To view an abstract, select an author from the vertical list on the left.

2012 Grants - Grabrucker

Investigating the Physiological Role of Zinc Binding to Beta-Amyloid

Andreas M. Grabrucker, Ph.D.
University Hospital Ulm
Ulm, Germany

2012 New Investigator Research Grant

The protein fragment beta-amyloid tends to accumulate in the brains of people with Alzheimer's disease, eventually forming clump-like plaques that are a hallmark of the disease. Recent studies, however, have found that smaller beta-amyloid aggregates, which occur in the early stages of amyloid deposition, are more toxic to the brain than plaques. These small aggregates are known as oligomers, and they have been shown to damage cell-to-cell communication in the brain and cause dementia-related memory loss. Though the exact mechanisms by which oligomers exert their toxicity are unknown, current evidence has found that metal ions (or electrically charged metal particles) may play a role in oligomer formation. When zinc and copper ions bind to individual beta-amyloid molecules, these molecules tend to begin aggregating.

In preliminary studies, Andreas M. Grabrucker, Ph.D., and colleagues have found that the binding of zinc and beta-amyloid negatively affects a protein called SHANK3. This protein helps form synapses, the tiny channels through which brain cells communicate with one another. For SHANK3 to function properly, it has to interact with zinc ions. But the binding of zinc to beta-amyloid makes these ions unavailable, causing SHANK3 activity to decrease. This process may help explain how amyloid oligomers are toxic to synapses. Dr. Grabrucker's team also noted that zinc can bind to the parent molecule of beta-amyloid—amyloid precursor protein (APP). Such binding appears to occur in healthy brains, and it may play a positive role in the growth of brain cells.
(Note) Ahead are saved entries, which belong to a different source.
PR #1060, opened 2022-04-04
DPF: Adapt system-test to use Embedded DPF

### LINKED ISSUE #902: DPF Test and Sample Updates

cpeeyush:
## What this PR changes/adds

Adapt system-test to use Embedded DPF to perform file copy, rather than the legacy `DataStreamPublisher` mechanism.

## Why it does that

Include DPF in system test scope.

## Linked Issue(s)

Closes #902 

## Checklist


jimmarino (approved):
Hey @cpeeyush This looks good. One comment, it looks like there is a mix of var and typed declaration. Can you switch it to var for consistency?

ndr-brt (commented):
I have a question that does not strictly relate with the modifications: why `FileTransferIntegrationTest` does not load the `sample-04.0` runtimes but it loads other two runtimes (`file-transfer-consumer`, `file-transfer-provider`) that are the pretty much same?
I think would be better to avoid this duplication.

cpeeyush:
> `FileTransferIntegrationTest`

@ndr-brt you are right, initially when `FileTransferIntegrationTest` was added it was to ensure that sample04 is working as expected or not, and it was using sample04 runtimes. 
But later I think it some point it was decided that these system tests should not cover samples and have their own runtimes that's why we see this duplication here.

cpeeyush:
> Hey @cpeeyush This looks good. One comment, it looks like there is a mix of var and typed declaration. Can you switch it to var for consistency?

Hi @jimmarino, Thanks, I have updated to use `var` consistently.

jimmarino:
> > @ndr-brt you are right, initially when `FileTransferIntegrationTest` was added it was to ensure that sample04 is working as expected, and it was using sample04 runtimes. But later I think at some point it was decided that these system tests should not cover samples and have their own runtimes that's why we see this duplication here.
> 
> I don't see downsides in having the system test covering the sample, also because it does not represent a real use case, but only a sample specific one. It will mash two potatoes with one fork.

@ndr-brt Would it make sense to come up with common runtime BOMs and still keep the test decoupling? I think our needs for integration testing will wind up diverging a bit from samples as we fill those out.

ndr-brt:
> @ndr-brt Would it make sense to come up with common runtime BOMs and still keep the test decoupling? I think our needs for integration testing will wind up diverging a bit from samples as we fill those out.

I think `FileTransferIntegrationTest` should not be considered an EDC end-to-end test but a test that avoids regressions on the samples, since it does not represent any real case that we want to verify or to run performance tests against.

As emerged in the last contributors meeting we really need to keep samples in good health, so I'm in favor of everything that guarantees it. If this test is not to be considered a sample test, then we should have one: having two tests that verify two runtime sets could be a good solution too.

cpeeyush:
@jimmarino @ndr-brt PR #1015 removed `include(":extensions:data-plane-transfer:data-plane-transfer-client")` from root `settings.gradle.kts` and seems like that is causing build failure for this PR. Was that removed on purpose ? or can be add it back ?

ndr-brt:
> @jimmarino @ndr-brt PR #1015 removed `include(":extensions:data-plane-transfer:data-plane-transfer-client")` from root `settings.gradle.kts` and seems like that is causing build failure for this PR. Was that removed on purpose ? or can be added back ?

Don't know, maybe a rebase issue? @tuncaytunc-zf what was the reason?

juliapampus:
@cpeeyush Can you take a look why the tests are failing, or should the pipeline be that red?

cpeeyush:
Hi @juliapampus  it was due to removal of `include(":extensions:data-plane-transfer:data-plane-transfer-client")` as discussed above with @tuncaytunc-zf. I have restored it, pipeline are green now.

For their current study, Dr. Grabrucker and colleagues will assess how zinc/APP binding affects APP function in laboratory cells and in mice genetically engineered to develop Alzheimer's-like symptoms. They will also examine how the levels of zinc in the brain may influence zinc/APP interactions, and whether altered zinc levels may be associated with the production of harmful beta-amyloid. Results of this work could identify zinc as a prime target for new Alzheimer's therapies.